Thereafter, with regard to the alleged deficiency in the treatment given to Mrs. Anuradha by Opposite Party Doctors 2, 3, 5 and 6, there is no substance. The contention against the hospital that it was not having Burns-Ward, and therefore, the deceased suffered is also without substance. Hence, this complaint is dismissed. There shall be no order as to costs.
Aggrieved by the dismissal of his complaint, the complainant filed Civil Appeal (No.1727 of 2007) in the Honble Supreme Court. It would appear that even before the said appeal was filed before the Hon'ble Supreme Court, the Supreme Court was seized of the matter in Criminal Appeal Nos.1191-94 of 2005 filed by Malay Kumar Ganguly, the complainant in the criminal complaint, against the Orders passed by the Calcutta High Court. Since the Criminal Appeals and the Civil Appeal filed by the complainant in the present complaint raised the same questions of fact and law, the Hon'ble Supreme Court heard all the appeals together and decided the same by means of a detailed judgment dated 07.8.2009. By the said order, the Apex Court dismissed the Criminal Appeals filed by Shri Malay Kumar Ganguly but allowed the Civil Appeal No. 1727 of 2007 filed by the complainant and set aside the order dated 01.6.2006 passed by this Commission dismissing the complaint and remanded the matter to this Commission for the limited purpose of determining the adequate compensation, which the complainant is entitled to receive from the subsisting opposite parties by observing as under:
So far as the judgment of the Commission is concerned, it was clearly wrong in opining that there was no negligence on the part of the Hospital or the doctors. We, are, however, of the opinion, keeping in view the fact that Dr. Kaushik Nandy has done whatever was possible to be done and his line of treatment meets with the treatment protocol of one of the experts viz.. Prof. Jean Claude Roujeau although there may be otherwise difference of opinion, that he cannot be held to be guilty of negligence.

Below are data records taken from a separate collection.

PR #97860, opened 2026-08-29
fix(kanban): never auto-reclaim inline-owned running cards

JCarri14:
Fixes the inline-owner vs dispatched-worker double-owner / nudge-loop / crash cascade.

## Root cause
An INLINE owner (CLI `kanban claim` / gateway session) holds a card `running` with `worker_pid=NULL`. The TTL (`release_stale_claims`) and heartbeat-staleness (`detect_stale_running`) reclaim passes treated it like any expired claim and requeued it to `ready`, where the dispatcher immediately spawned a duplicate worker beside the inline owner → `protocol_violation` loop → `pid not alive` crashes → `failure_limit` / `gave_up`.

## Change
- `release_stale_claims` and `detect_stale_running` now only consider `worker_pid IS NOT NULL` (dispatcher-spawned workers). Inline-owned cards are never auto-reclaimed.
- `detect_crashed_workers`/`enforce_max_runtime` already filtered `worker_pid IS NOT NULL`; `reconcile_orphaned_running` is structurally safe (a valid inline claim always carries both claim_lock and claim_expires).
- Operator `reclaim_task` remains the only recovery for a genuinely dead inline session.

## Preserves
- Dead dispatcher workers are still reclaimed → crash recovery intact (regression test).
- `HERMES_DELEGATED_CHILD_CONTEXT` guard untouched.
- ONE CARD → ONE EXECUTOR.

## Tests
- New `tests/hermes_cli/test_kanban_inline_ownership.py` (2 tests).
- 96 existing kanban DB/gateway/tools/worker-runs tests pass.

### DIFF
--- a/hermes_cli/kanban_db.py
+++ b/hermes_cli/kanban_db.py
@@ -4478,6 +4478,23 @@ def release_stale_claims(
     API traffic. ``enforce_max_runtime`` and ``detect_crashed_workers``
     remain the upper bounds for genuinely wedged or dead workers.
 
+    Inline ownership guard: only tasks with a dispatcher-spawned worker
+    (``worker_pid`` set, i.e. status='running' with a real subprocess)
+    are reclaim candidates in the TTL and heartbeat-staleness passes. A
+    ``running`` task whose ``worker_pid`` is NULL is held by an INLINE
+    owner — a CLI ``kanban claim`` or a gateway/admin session, not the
+    dispatcher. Auto-reclaim must never release such a claim: doing so
+    requeues the card to ``ready`` and the dispatcher spawns a duplicate
+    worker beside the inline owner, producing the nudge-loop / double-
+    owner / protocol-violation crash cascade (see the hardening task on
+    inline-owner vs dispatched-worker ownership). A legitimate inline
+    claim always carries both ``claim_lock`` and ``claim_expires``, so it
+    is also structurally excluded from orphan reconciliation (which only
+    touches cards missing either field). The inline owner manages its own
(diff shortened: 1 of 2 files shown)


Enough1122:

**fix(kanban): never auto-reclaim inline-owned running cards**

Well-targeted fix with a clear ownership model. Adding `AND worker_pid IS NOT NULL` to the TTL pass in `release_stale_claims` and to `detect_stale_running` means inline owners (CLI `kanban claim` / gateway sessions, `worker_pid` NULL) are never requeued to `ready` by auto-reclaim — closing the duplicate-worker / nudge-loop cascade. Orphan reconciliation already structurally excluded inline owners (they carry `claim_lock` + `claim_expires`), so the model is internally consistent. The two tests pin both halves: inline-owned cards stay `running` (and `dispatch_once` spawns nothing), while a dead dispatcher worker is still reclaimed (crash recovery preserved).

Non-blocking observations:

1. **Stale telemetry now hides inline owners.** `detect_stale_running` also feeds `DispatchResult.stale` in `dispatch_once` (the line ~9338 call site), which is used for telemetry/monitoring. With the new filter, a genuinely hung *inline* session no longer appears in stale telemetry — it's only recoverable via operator `reclaim_task` (documented intent). If any dashboard or alert consumes `result.stale`, consider surfacing inline-owned stale cards separately (e.g., a distinct flag) so they aren't silently invisible, even though auto-reclaim correctly stays hands-off.

2. **Trivial file nit.** `tests/hermes_cli/test_kanban_inline_ownership.py` ends with "No newline at end of file". Cosmetic.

We remit the case back to the Commission only for the purpose of determination of the quantum of compensation. We, keeping in view the stand taken and conduct of AMRI and Dr. Mukherjee, direct that costs of Rs.5,00,000 and Rs.1,00,000 would be payable by AMRI and Dr. Mukherjee respectively.
"We further direct that if any foreign experts are to be examined it shall be done only through video conferencing and at the cost of the respondents.
Summary  In view of the foregoing discussion, we conclude as under:
The facts of this case viz., residence of the complainant and Anuradha (deceased) in USA and they working for gain in that country; Anuradha having been a victim of a rare and deadly disease Toxic Epidermal Necrolysis (TEN) when she was in India during April-May 1998 and could not be cured of the said disease despite her treatment at two superspeciality medical centres of Kolkata and Mumbai and the huge claim of compensation exceeding Rs.77 crores made by the complainant for the medical negligence in the treatment of Anuradha makes the present case somewhat extraordinary."
"The findings given and observations made by the Supreme Court in its judgment dated 07.08.2009 are absolutely binding on this Commission not only as ratio decidendi but also as obiter dicta also, the judgment having been rendered by the Supreme Court in appeal against the earlier order passed by a three Member Bench of this Commission and, therefore, no attempt can be allowed to read down / dilute the findings and observations made by the Supreme Court because the Supreme Court has remitted the complaint to this Commission only for the purpose of determination of the quantum of compensation after recording the finding of medical negligence against the opposite parties and others." 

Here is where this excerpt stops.